=== The data ===

PR #2119, opened 2023-10-06
Add support for Python 3.12

hartwork:


gbtami:
Seems this needs https://github.com/marcelotduarte/cx_Freeze/issues/2153

hartwork:
> Seems this needs [marcelotduarte/cx_Freeze#2153](https://github.com/marcelotduarte/cx_Freeze/issues/2153)

I'm not sure I want to vote for `--extra-index-url https://marcelotduarte.github.io/packages/` to use their own versions of third party wheels. It will have fewer eyes using and auditing than ideal.

gbtami:
Yea, we better to wait for official pypi releases.

gbtami:
https://pypi.org/project/cx-Freeze/ 7.0.0 is out now.

hartwork:
@gbtami finally green CI, please merge **without** squashing if happy with the changes, semantic commit cuts really matter here. Thanks!

hartwork:
@gbtami thanks for the merge! Should we release 1.0.5 off `master` with Python 3.12 support?

gbtami:
Yes, absolutely!

hartwork:
> Yes, absolutely!

@gbtami I have create pull request #2197 for that and rebased it on top of all other merged branches now. The tests seem to be a bit flaky today — not sure why — but after a few re-runs the CI seems to go back to green :thinking: 

PS: Thanks for the invite to the GitHub org. I would turn my membership there to public but it seems like everyone else there is private, and me then being the only public member would look weird, so I have put myself back to private just because of that. Any ideas?

gbtami:
Haha, I never noticed this private/public thing is exists at all. Possible this is the case for the other members as well idk :)
Anyhow, I changed mine to public in pychess and in Fairy-Stockfish as well now.
Thx for noticing it.

hartwork:
@gbtami okay, I changed mine back to public now too. For 1.0.5, what we need more: a simple Git tag (if we want to match 1.0.4), a GitHub release page, with binaries from the CI added. I think you did all of that for 1.0.4 but I could mis-remember. How should we continue?

gbtami:
I downloaded the generated .msi to test it on my Win10, but unfortunately it failed to start :(
msi

Interestingly when I run
`python setup.py bdist_msi`
in my local MSYS2 install (it has older package versions of everything compared to current) it works OK.
I can imagine this is related to the new cx_freeze...

gbtami:
Also after my latest commit some github action were not successful :(

hartwork:
> I downloaded the generated .msi to test it on my Win10, but unfortunately it failed to start :(

@gbtami I'm I cannot offer help with that beyond Googling for it.



> Also after my latest commit some github action were not successful :(

@gbtami the Ubuntu mirror of Microsoft had issues of temporary nature apparent. I re-ran CI just now and your latest commit 67d048f42a4044e3fa484cd8bce829b0e3622b9e is all green now.

masoudd:
I tested the msi installer from build artifacts of [this ci run](https://github.com/pychess/pychess/actions/runs/8820031832) from commit e8e9c548da79cf82fd84492e6f9d09664acd6634
And it installs successfully but running it gives this error and terminates:
Screenshot 2024-04-24 225352
Using up to date windows 10

hartwork:
@masoudd @gbtami after a look at https://github.com/python/cpython/blame/main/Lib/asyncio/windows_events.py my impression is that the CPython 3.11 in use there is incomplete (and hence broken). Or it fails to find the file in the right place? Is that something that cx_Freeze would influence?

masoudd:
I think that is something wrong with cx_Freeze, I did some digging and came up with this:
add `"_overlapped"` to array in [line 317 in setup.py](https://github.com/pychess/pychess/blob/master/setup.py#L317)

So line 317: `"includes": ["gi", "_overlapped"],`

I built an msi file on my local msys install and installed it. Now running pychess gives this error:
new_error

Which suggests something is wrong with either pygobject or cx_Freeze. I can run pychess from a copy of the master branch checked out in my msys install, so I think that would rule out pygobject.

hartwork:
@masoudd interesting, thanks for sharing! I hope that @gbtami can take that hint and figure something out, I don't have access to Windows myself outside of CI and MinGW, and have not have for 10+ years.

gbtami:
I opened https://github.com/marcelotduarte/cx_Freeze/issues/2356

hartwork:
@gbtami that's great, thank you! And we have a fix from upstream and in MSYS already. Does the build at https://github.com/pychess/pychess/actions/runs/8837443869 happen to already have that fix and work?

gbtami:
Seems the fixed package is not available yet.
https://packages.msys2.org/package/mingw-w64-x86_64-python-cx-freeze?repo=mingw64

hartwork:
@gbtami I see! Let's check again in a few hours maybe.

gbtami:
I got this link to check :) https://packages.msys2.org/queue

hartwork:
@gbtami nice! It's past the queue now if I read the page right. I triggered a rebuild to latest `master` at https://github.com/pychess/pychess/actions/runs/8837952115 , let's see.

hartwork:
@gbtami you won't like it, I'm afraid:

```
running build_exe
  File "D:/a/pychess/pychess/setup.py", line 365, in <module>
    setup(
  [..]
    module.hook(self)
  File "D:/a/_temp/msys64/mingw64/lib/python3.11/site-packages/cx_Freeze/hooks/__init__.py", line 605, in load_subprocess
    module.exclude_names.update(exclude_names)
                                ^^^^^^^^^^^^^
UnboundLocalError: cannot access local variable 'exclude_names' where it is not associated with a value
```

gbtami:
Opened https://github.com/marcelotduarte/cx_Freeze/issues/2362

masoudd:
I don't fully understand cx_Freeze but this pull request seems to be the fix: https://github.com/marcelotduarte/cx_Freeze/pull/2363

Edit: I used the change in the above pull request and it builds the msi file. But installing it and running pychess gives the error I posted above: `assert g_type != TYPE_NONE`. 
new_error
They know about it: https://github.com/marcelotduarte/cx_Freeze/issues/2361

hartwork:
@gbtami @masoudd the Windows CI is green again just now, could you try the artifact from the re-build at https://github.com/pychess/pychess/actions/runs/8855111639 ?

gbtami:
It produces the same AssertionError masoudd pasted above :(

hartwork:
@gbtami okay :disappointed:

hartwork:
@gbtami should we tag and release 1.0.5 to https://github.com/pychess/pychess/releases without Windows binaries OR wait for working Windows binaries and then tag and release 1.0.5?

gbtami:
Yes, we can tag and release without github CI .msi I think. (Edit: done)
Possible I will upload .msi from my older (but working) local MSYS2 install.

hartwork:
@gbtami thanks for the tag and release! One key file seems missing still: `pychess-1.0.5.tar.gz` with `eco.db` pre-generated as with 1.0.4: https://github.com/pychess/pychess/releases/tag/1.0.4 .

hartwork:
@gbtami PS: I noticed when trying to bump the package in Gentoo.

hartwork:
@gbtami PPS: it's generated as `pychess_1.0.5.orig.tar.gz` as part of the Debian CI, if I remember correctly: https://github.com/pychess/pychess/actions/runs/8901837037 . The tarball is contained in that artifact zip.

gbtami:
Thx. Added.

hartwork:
> Thx. Added.

@gbtami thank you! I dared [renaming](https://github.com/pychess/pychess/releases/tag/1.0.5) `pychess_1.0.5.tar.gz` (with underscore) to `pychess-1.0.5.tar.gz` (with hyphen) for consistency with 1.0.4, I hope that's in your interest also and that most packagers try packaging after the rename rather than in the time window before.

hartwork:
@gbtami PS: https://github.com/gentoo/gentoo/commit/2068e501018a8bff395c064e8b85c4af4a7048be just put PyChess 1.0.5 into Gentoo

PR #2148, opened 2023-12-27
Disable engine auto detection for 'spike'

masoudd:
**spike** is an [unrelated software in Archlinux](https://github.com/riscv-software-src/riscv-isa-sim) repository. I searched for **spike** in Debian, Ubuntu and Fedora package indexes, and they also don't package the [spike chess engine](http://spike.lazypics.de/index_en.html).
So I think if the user is going to install the spike engine manually they would also add it to pychess themselves.

See [this comment](https://gitlab.archlinux.org/archlinux/packaging/packages/pychess/-/blob/1.0.4-3/PKGBUILD?ref_type=tags#L16) from the Archlinux pychess packager. pychess mistakes `/usr/bin/spike` for a chess engine.


gbtami:
Thx!

Issue #2233, opened 2024-06-23
telnetlib is removed in Python 3.13


jelly:
See [whats new](https://docs.python.org/3.13/whatsnew/3.13.html#removed-modules-and-apis) and the usage [here](https://github.com/pychess/pychess/blob/63325b4abe121469f7daf1e68f9734921208f4bd/lib/pychess/ic/TimeSeal.py#L3).

AdamWill:
seems like it only uses three constants from telnetlib? maybe just vendor those?

gbtami:
Fixed via https://github.com/pychess/pychess/pull/2235

PR #2235, opened 2024-06-25
TimeSeal.py: make IAC_WONT_ECHO a literal as telnetlib is gone (#2233)

AdamWill:
telnetlib was removed in Python 3.13. As we only used it to create a bytestring from these constants, let's just make it a literal instead.


gbtami:
Thx!

PR #2359, opened 2025-07-21
Fix GHA workflow so test failure is properly caught

AdamWill:
The current GHA "Run the test suite" workflow will virtually never fail, because run_tests.py never exits anything but 0. It effectively runs the tests, but ignores the results. The tests have actually been failing for months - likely since 983e138 - but nobody noticed because of this problem.

This changes run_tests.py so it exits 1 if the tests fail, and tweaks run-tests.yml so we will still kill xvfb before exiting if the tests fail.

### DIFF
--- a/.github/workflows/run-tests.yml
+++ b/.github/workflows/run-tests.yml
@@ -77,6 +77,8 @@ jobs:
         xvfb_pid=$!
 
         cd testing
-        ./run3 run_tests.py
+        ./run3 run_tests.py || touch FAILED
 
         kill -s SIGTERM "${xvfb_pid}"
+        [ -f FAILED ] && exit 1
+        exit 0
--- a/testing/run_tests.py
+++ b/testing/run_tests.py
@@ -1,3 +1,4 @@
+import sys
 import unittest
 
 modules_to_test = (
@@ -45,4 +46,7 @@ def suite():
 
 
 if __name__ == "__main__":
-    unittest.TextTestRunner(verbosity=2).run(suite())
+    ret = unittest.TextTestRunner(verbosity=2).run(suite())
+    if ret.wasSuccessful():
+        sys.exit(0)
+    sys.exit(1)


AdamWill:
The test failure is expected - that's what this PR fixes. If you check the actual logs of test executions on other recent PRs, the tests failed the same way in all of them, but the result was considered a success due to this bug.

.github/workflows/run-tests.yml
```diff
@@ -77,6 +77,8 @@ jobs:
         xvfb_pid=$!
 
         cd testing
-        ./run3 run_tests.py
+        ./run3 run_tests.py || touch FAILED
 
         kill -s SIGTERM "${xvfb_pid}"
+        [ -f FAILED ] && exit 1
+        exit 0
```
QuLogic, line 84: I believe this is bash, so can probably use `trap` (and also change `set -x` to `set -ex` to error directly)?
```suggestion
        xvfb_pid=$!
        trap "kill -s SIGTERM ${xvfb_pid}" EXIT

        cd testing
        ./run3 run_tests.py
```

AdamWill: I mean, sure, is it *better* though? I kinda like simple. :P

gbtami:
Thx.

hartwork:
@gbtami while I support the general direction, please never merge things that make the CI red. When things make the CI red, they should bring the needed fixed to make it green again piggy backed: red CI is a disaster because now all new pull requests will be red until the issue is fixed. I'm not surprised if a revert is not welcome, but in some sense red CI is even worse than overly optimistic green CI, because (1) it makes merging with red the new norm and (2) makes introduction of new errors harder to see. I really hope the plan is to [get CI fully fixed in the next few days then](https://blog.hartwork.org/posts/my-approach-to-code-review/#B3) then. Just my 2 cents. Thanks for the work on this issue to @AdamWill.

gbtami:
I absolutely agreed. I was thinking the latest two PRs together will make CI green.
Possible I was misunderstanding it. My bad.
I don't know how to proceed now, because if we revert them, we just get the "fake green" CI again.

hartwork:
@gbtami cool! Let me run a quick experiment in CI before suggesting something concrete.

CC @AdamWill

AdamWill:
Yeah, no, sorry, I should have made that more clear: the CI would stay red until https://github.com/pychess/pychess/issues/2360 is fixed. I do not have a fix for that. https://github.com/pychess/pychess/pull/2361 fixes the tests on Python 3.14 *other than* the problem in #2360 - the tests pass on 3.14 if you apply that change on top of the commit before the one that caused 2360.

I'm hoping you or @hartwork can figure out #2360, since you're more familiar with how the asyncio stuff is *intended* / *expected* to work.

hartwork:
I'm not familiar with the very asyncio bits in pychess (and am still learning about asyncio) *but* there is a candidate pull request with a fix at #2362 now. I'm looking forward to review :pray:

PR #5, opened 2022-02-16
Feature/refactor-eks-fetchers

ofiriro3:
In this PR, we upgraded the AWS fetchers to support the new EKS benchmark.
 https://github.com/elastic/security-team/issues/2429

- Closes: https://github.com/elastic/security-team/issues/2429


resources/fetchers/ecr_fetcher.go
```diff
@@ -24,28 +33,69 @@ type ECRResource struct {
 	EcrRepositories
 }
 
-func NewECRFetcher(awsCfg aws.Config, cfg ECRFetcherConfig) (Fetcher, error) {
-	ecr := NewEcrProvider(awsCfg)
+func NewECRFetcher(awsCfg AwsFetcherConfig, cfg ECRFetcherConfig) (Fetcher, error) {
+	ecrProvider := NewEcrProvider(awsCfg.Config)
+
+	privateRepoRegex := fmt.Sprintf(PrivateRepoRegexTemplate, *awsCfg.AccountID, awsCfg.Config.Region)
```
amirbenun, line 39: I am a bit confused, it seems like that's the only place you are using `AccountID`.
If that's the case, I think you should call `NewAWSIdentityProvider` right here (instead of the code block you pasted on a comment)

amirbenun (changes requested):
Nice work!

resources/fetchers/file_system_fetcher.go
```diff
@@ -50,7 +50,7 @@ func (f *FileSystemFetcher) Fetch(ctx context.Context) ([]FetchedResource, error
 	for _, filePattern := range f.cfg.Patterns {
 		matchedFiles, err := Glob(filePattern)
 		if err != nil {
-			logp.Err("Failed to find matched glob for %s, error - %+v", filePattern, err)
+			return nil, fmt.Errorf("failed to find matched glob for %s, error - %w", filePattern, err)
```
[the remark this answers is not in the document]
ofiriro3: Wasn't on purpose - I reverted it

resources/fetchers/elb_provider.go
```diff
@@ -19,7 +20,7 @@ func NewELBProvider(cfg aws.Config) *ELBProvider {
 	}
 }
 
-/// DescribeLoadBalancer method will return up to 400 results
+// DescribeLoadBalancer / DescribeLoadBalancer method will return up to 400 results
```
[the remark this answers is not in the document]
ofiriro3: I removed it, but it was a change that was suggested by the IDE

resources/fetchers/ecr_fetcher.go
ofiriro3: That's an option.

My idea was that all of the fetchers will receive as parameter `AwsFetcherConfig` our "Cloudbeat" AWS model, which has also the `AccountID`.

More fetchers in the future will need this data.

But I don't mind changing it if I haven't convinced you.

resources/fetchers/aws_identity_provider.go
```diff
@@ -0,0 +1,27 @@
...
+
+func NewAWSIdentityProvider(cfg aws.Config) *AWSIdentityProvider {
+	svc := sts.New(cfg)
+	return &AWSIdentityProvider{
+		client: svc,
+	}
+}
+
+// GetMyIdentity / This method will return your identity (Arn, user-id...)
+func (provider AWSIdentityProvider) GetMyIdentity(ctx context.Context) (*sts.GetCallerIdentityResponse, error) {
```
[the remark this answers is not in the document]
ofiriro3: I am wondering why not expose all of the data that the provider brings us. 

I mean, I totally agree that the func needs to return a non "aws" struct. 
But why do we wish to encapsulate it? and return only part of it.

I mean, If we will want the ARN role from the identity? we will write another helper function?
And if we want them both? will we call both functions causing the beats to do two calls to Amazon?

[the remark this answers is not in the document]
amirbenun: So I think somewhere in the middle should work:
`getIdentity` (private)
`GetAccountDetails` (public) - returns your own struct

or just
`GetAccountDetails` (public) - returns your own struct

resources/fetchers/ecr_fetcher.go
amirbenun: We can keep `AwsFetcherConfig` as the wrapper just AccountID should not be a part of this struct.

resources/fetchers/elb_provider.go
```diff
@@ -29,8 +29,7 @@ func (provider ELBProvider) DescribeLoadBalancer(ctx context.Context, balancersN
 	req := provider.client.DescribeLoadBalancersRequest(input)
 	response, err := req.Send(ctx)
 	if err != nil {
-		logp.Err("Failed to describe load balancers %s from elb, error - %+v", balancersNames, err)
```
amirbenun, line 32: I see you have deleted many error logs, why is that?

amirbenun (approved):

resources/fetchers/elb_provider.go
ofiriro3: I just want the beats to be aligned.

No need to log an error and then propagate it back to the caller and then log again.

===

## Your instructions
Check each line of the data for "suite". Copy the lines where it turns up.

## Finished exercise
The current GHA "Run the test suite" workflow will virtually never fail, because run_tests.py never exits anything but 0. It effectively runs the tests, but ignores the results. The tests have actually been failing for months - likely since 983e138 - but nobody noticed because of this problem.
@@ -45,4 +46,7 @@ def suite():
-    unittest.TextTestRunner(verbosity=2).run(suite())
+    ret = unittest.TextTestRunner(verbosity=2).run(suite())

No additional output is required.